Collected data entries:
PR #57, opened 2017-05-17
Keyboard Observer

portellaa:
On of the boring thing that iOS developers has to deal, is the keyboard dismissal and setup the location in view where to do it.

This is a simple observer that listens the keyboardDidShow and keyboardDidHide notifications from the `NotificationCenter`, adds a GestureRecognizer into UIWindow and dismisses the keyboard when you press a part of screen where there isn't other touchable elements.

Unfortunately i didn't find yet a way of test it.

The current way of use it, is:
* on you AppDelegate, just create a `private var keyboardObserver: KeyboardObserver!`
* init it in the didFinishLaunching...

If you have a better suggestion, like add a `startObserve()` or a `configureWindow()` 👈 don't like this one, please shout.

🍻

### DIFF
--- a/Sources/Observers/KeyboardObserver.swift
+++ b/Sources/Observers/KeyboardObserver.swift
@@ -6,12 +6,11 @@
 //  Copyright © 2017 Mindera. All rights reserved.
 //
 
-import Foundation
 import UIKit
 
 public final class KeyboardObserver: NSObject {
 
-    fileprivate var keyboardVisible = false
+    fileprivate var isKeyboardVisible = false
 
     private weak var window: UIWindow?
 
@@ -37,20 +36,16 @@ public final class KeyboardObserver: NSObject {
 
     // MARK: - Private Methods
 
-    @objc private func keyboardDidShow(_ notification: Notification) {
-        guard keyboardVisible == false else { return }
-
-        keyboardVisible = true
+    @objc private func keyboardDidShow() {
+        isKeyboardVisible = true
     }
 
-    @objc private func keyboardDidHide(_ notification: Notification) {
-        guard keyboardVisible == true else { return }
-
-        keyboardVisible = false
+    @objc private func keyboardDidHide() {
+        isKeyboardVisible = false
     }
 
     @objc private func didTapView() {
-        guard keyboardVisible == true else { return }
+        guard isKeyboardVisible == true else { return }
 
         window?.endEditing(true)
     }
@@ -58,6 +53,6 @@ public final class KeyboardObserver: NSObject {
 
 extension KeyboardObserver: UIGestureRecognizerDelegate {
     public func gestureRecognizerShouldBegin(_ gestureRecognizer: UIGestureRecognizer) -> Bool {
-        return keyboardVisible
+        return isKeyboardVisible
     }
 }
--- a/Sources/Observers/KeyboardObserver.swift
+++ b/Sources/Observers/KeyboardObserver.swift
@@ -1,0 +1,63 @@
+//
+//  KeyboardObserver.swift
+//  Alicerce
+//
+//  Created by Luís Portela on 17/05/2017.
+//  Copyright © 2017 Mindera. All rights reserved.
+//
+
+import Foundation
+import UIKit
+
+public final class KeyboardObserver: NSObject {
+
+    fileprivate var keyboardVisible = false
+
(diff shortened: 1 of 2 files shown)


Sources/Observers/KeyboardObserver.swift
```diff
@@ -0,0 +1,63 @@
+//
+//  KeyboardObserver.swift
+//  Alicerce
+//
+//  Created by Luís Portela on 17/05/2017.
+//  Copyright © 2017 Mindera. All rights reserved.
+//
+
+import Foundation
```
p4checo: No need for this `import` 💄

Sources/Observers/KeyboardObserver.swift
```diff
@@ -0,0 +1,63 @@
...
+import UIKit
+
+public final class KeyboardObserver: NSObject {
+
+    fileprivate var keyboardVisible = false
```
p4checo: I would probably prefer `isKeyboardVisible` 💄

Sources/Observers/KeyboardObserver.swift
```diff
@@ -0,0 +1,63 @@
...
+
+        window?.endEditing(true)
+    }
+}
+
+extension KeyboardObserver: UIGestureRecognizerDelegate {
+    public func gestureRecognizerShouldBegin(_ gestureRecognizer: UIGestureRecognizer) -> Bool {
+        return keyboardVisible
+    }
+}
```
p4checo: Just wondering 🤔 To avoid interfering with other gesture recognizers, shouldn't we implement below delegates and return `false`? 

The methods are:

- `gestureRecognizer(_ gestureRecognizer:, shouldReceive touch:) -> Bool`
- `gestureRecognizer(_ gestureRecognizer:, shouldReceive press:) -> Bool`

Not sure about this, though 😇

Sources/Observers/KeyboardObserver.swift
portellaa: yes i agree, forgot to change this.

Sources/Observers/KeyboardObserver.swift
portellaa: `shouldBegin` returns false when the keyboard is not visible, and so avoiding this gesture to receive touches when is not required.

Sources/Observers/KeyboardObserver.swift
portellaa: nice catch ;)

Sources/Observers/KeyboardObserver.swift
p4checo: Great! 👍

Sources/Observers/KeyboardObserver.swift
```diff
@@ -0,0 +1,63 @@
...
+import Foundation
+import UIKit
+
+public final class KeyboardObserver: NSObject {
+
+    fileprivate var keyboardVisible = false
+
+    private weak var window: UIWindow?
+
+    init(window: UIWindow) {
```
mschuetz72: Not quite sure, but shouldn't this initialiser be ```public```?

Sources/Observers/KeyboardObserver.swift
mschuetz72: Would it make sense to provide delegate methods, like ```keyboardAppeared```and ```keyboardDisappeared``` to provide hooks to use in the client apps? I understand that we've got the NotificationCenter thingy, but whenever I've got to use it I kind of feel dirty... 🦆

Sources/Observers/KeyboardObserver.swift
```diff
@@ -0,0 +1,62 @@
...
+                                               name: .UIKeyboardDidHide,
+                                               object: nil)
+    }
+
+    // MARK: - Private Methods
+
+    @objc private func keyboardDidShow() {
+        guard isKeyboardVisible == false else { return }
+
+        isKeyboardVisible = true
```
jakewelton: I'm sure there is a reason, but I'm curious. Why not just set`isKeyboardVisible` to `true` by default? Rather than doing the `guard`?

portellaa: at the first implementation, i was managing the gesture recognizer, but i removed that, so i can remove that now. nice catch. thanks :)

PR #317, opened 2017-06-20
Browse animation of catalog items and nav

sg00dwin:
@spadgett


spadgett:
@sg00dwin I have to say this is so much better. Thanks for working on this. It's a lot more polished.

I noticed some strangeness when filtering items using this input:

openshift web console 2017-06-20 20-14-44

It already triggered an animation my with previous PR (my bug), but it seems a little worse with these changes.

sg00dwin:
@spadgett updated pr addresses filter transition issues

src/styles/animations.less
```diff
@@ -34,3 +34,12 @@
     transform: translateY(-50px);
   }
 }
+
+@keyframes catalogItemFade {
```
rhamilto: Nit:  alpha (this rule should come first in the file)

src/styles/services-view.less
```diff
@@ -223,17 +230,16 @@ services-view,
...
         }
       }
 
-      &.active.items-shown {
-        .services-sub-category-tab:after,
-        .services-items {
+      &.active {
+        .services-sub-category-tab:after {
           opacity: 1;
+          animation: catalogItemFade 200ms ease-out;
```
rhamilto: Nit:  alpha

src/styles/services-view.less
```diff
@@ -340,13 +360,59 @@ services-view,
...
+      }
+
+      &.ng-leave {
+        transition: 200ms ease-in opacity;
+        opacity: 1;
+        &.ng-leave-active {
+          opacity: 0;
+        }
+      }
+      &.ng-enter {
```
rhamilto: Nit:  alpha

rhamilto:
I'm seeing an unnecessary scrollbar now.  That is, the height of the items are is much larger than it needs to be.

screen shot 2017-06-22 at 10 57 31 am

Related, the subcategories background doesn't extend all the way to the bottom.
screen shot 2017-06-22 at 10 59 51 am

sg00dwin:
tested across Chrome, FF, Safari, IE
@rhamilto  Found a minor glitch on Safari & IE that I'll be pushing a fix for shortly

sg00dwin:
@rhamilto pushed changes to address comments. Except for the excessive height issue, which appears to be in master.

src/styles/services-view.less
```diff
@@ -223,16 +230,15 @@ services-view,
...
         .services-sub-category-tab-image img {
           opacity: 1;
         }
       }
 
-      &.active.items-shown {
-        .services-sub-category-tab:after,
-        .services-items {
+      &.active {
+        .services-sub-category-tab:after {
```
rhamilto: These should be part of the rule at line 220, no?  Line 231 sets the opacity to 0, but this rule sets it back to 1.

src/styles/services-view.less
```diff
@@ -340,15 +359,57 @@ services-view,
...
+        bottom: 0;
+        left: 0;
+        position: absolute;
+        right: 0;
+        top: 80px;
+      }
+    }
+
+    .services-no-sub-categories.ng-leave.ng-leave-active {
+          // fade out inner items
```
rhamilto: Nit:  indentation.  I recommend setting Atom to use spaces instead of tabs.

sg00dwin:
@rhamilto pr updated

PR #323, opened 2017-06-21
By default, do not auto-launch landing page tour on first access

### LINKED ISSUE #321: Disabled the tour auto-start by default
@jeff-phillips-18 Per the latest test results from Summit, the auto-start for the guided tour should be disabled by default, but this functionality should remain available.

jeff-phillips-18:
Fixes #321


spadgett:
LGTM, we should wait for the stream to reopen for non-blockers. Thanks @jeff-phillips-18

PR #332, opened 2017-06-27
Fix to show error in ordering panel when selecting a project user cannot add to

### LINKED ISSUE #318: Project select in ordering panel shouldn't show projects where I am only a viewer
The select project dropdown when ordering anything should not show projects that you can't add to. 

We normally use AuthorizationService.canIAddToProject to check a particular project, but this would require a separate rules check against the server for every project that comes back in your project list.

An alternative would be to show the projects in the dropdown but do a rules check on it after its been selected and disable the Next button if you don't have the correct rights.  Not optimal user experience but possibly the best we can do from a performance perspective right now.

This was never an issue before because we were in the context of a project when adding and had already done the rules check.

dtaylor113:
image

* Switching between projects, including 'Create Project', clears/sets error appropriately
* Next button enabled/disabled appropriately
* Tested ordering a Service and a Builder Image
* Local bower linked console to use these changes, no issues seen
* Let me know if you want a perhaps less severe error message.

Fixes #318


jwforres:
Should be more clear that is an issue of permissions in the error? Otherwise I may not understand why I can't add to that project.  Maybe "You are not authorized to add to this project." ?

beanh66:
Also wondering if the field should be highlighted in red. In PatternFly the [errors and validation](http://www.patternfly.org/pattern-library/forms-and-controls/errors-and-validation/) for forms has the field highlighted. Thoughts @openshift/team-ux-review?

ncameronbritt:
Should you even be able to select a project which you don't have permission to add to?

dtaylor113:
> Should you even be able to select a project which you don't have permission to add to?

Hi @ncameronbritt , pls see the original comments for #318, this was a compromise for performance issues.
Thanks,
- Dave

ncameronbritt:
Thanks @dtaylor113

jwforres:
@ncameronbritt yeah i wish we had a way to hide them but the permission check is very expensive even for just a single project

dtaylor113:
> Should be more clear that is an issue of permissions in the error? Otherwise I may not understand why I can't add to that project. Maybe "You are not authorized to add to this project." ?

@jwforres , updated the error message, pls see updated screenshot -thanks

dtaylor113:
> Also wondering if the field should be highlighted in red. In PatternFly the errors and validation for forms has the field highlighted. Thoughts @openshift/team-ux-review?

If we want to do this then I'll file an Issue because, to be consistent, we'd want to update all the ordering panel form fields to have this behavior.

jwforres:
thanks @dtaylor113 and I agree on opening a separate issue to address red highlighting on errors, I thought that was working in other form inputs that we have, its possible this is specific to everywhere that we have ui-select inputs

dtaylor113:
Hi @jwforres, you are right, I see it working on the input field, but not the ui-select:

image

I filed Issue #334 to track this

PR #335, opened 2017-06-28
Bump version to 0.0.27, use common 0.0.39

### LINKED ISSUE #279: Need to address terminology inconsistencies in the binding step for ordering
Binding from the overview in the console probably has same issues.

jeff-phillips-18:
Updates parameters to common bind forms as necessary.

Fixes #279


src/components/order-service/order-service.controller.ts
```diff
@@ -164,6 +164,12 @@ export class OrderServiceController implements angular.IController {
     this.ctrl.nextTitle = 'Create';
     this.reviewStep.allowed = this.bindStep.valid;
 
+    if (this.isNewProject()) {
+      this.ctrl.projectDisplayName = this.ctrl.selectedProject.metadata.annotations['new-display-name'] || this.ctrl.selectedProject.metadata.name;
+    } else {
+      this.ctrl.projectDisplayName = this.$filter('displayName')(this.ctrl.selectedProject);
+    }
+
```
dtaylor113: So this PR seems to be a little more than just a version bump.  What are these other changes? -thanks

src/components/order-service/order-service-bind.html
```diff
@@ -3,6 +3,7 @@
                    applications="$ctrl.applications"
                    form-name="$ctrl.forms.bindForm"
                    allow-no-binding="true"
+                   project-name="$ctrl.projectDisplayName"
```
jwforres: we probably should have named the variable project-display-name so that someone doesn't try to use it later as the unique name for something, can you open an issue to fix that later?

jeff-phillips-18:
@jwforres opened issue https://github.com/openshift/origin-web-common/issues/122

■ **Try it**:
Please give again the lines above between the line holding "p4checo: I would" and the line holding "gestureRecognizer:, shouldReceive press:)", inclusive, exactly as they are and with nothing added.

■ **Written reply**:
p4checo: I would probably prefer `isKeyboardVisible` 💄

Sources/Observers/KeyboardObserver.swift
```diff
@@ -0,0 +1,63 @@
...
+
+        window?.endEditing(true)
+    }
+}
+
+extension KeyboardObserver: UIGestureRecognizerDelegate {
+    public func gestureRecognizerShouldBegin(_ gestureRecognizer: UIGestureRecognizer) -> Bool {
+        return keyboardVisible
+    }
+}
```
p4checo: Just wondering 🤔 To avoid interfering with other gesture recognizers, shouldn't we implement below delegates and return `false`? 

The methods are:

- `gestureRecognizer(_ gestureRecognizer:, shouldReceive touch:) -> Bool`
- `gestureRecognizer(_ gestureRecognizer:, shouldReceive press:) -> Bool`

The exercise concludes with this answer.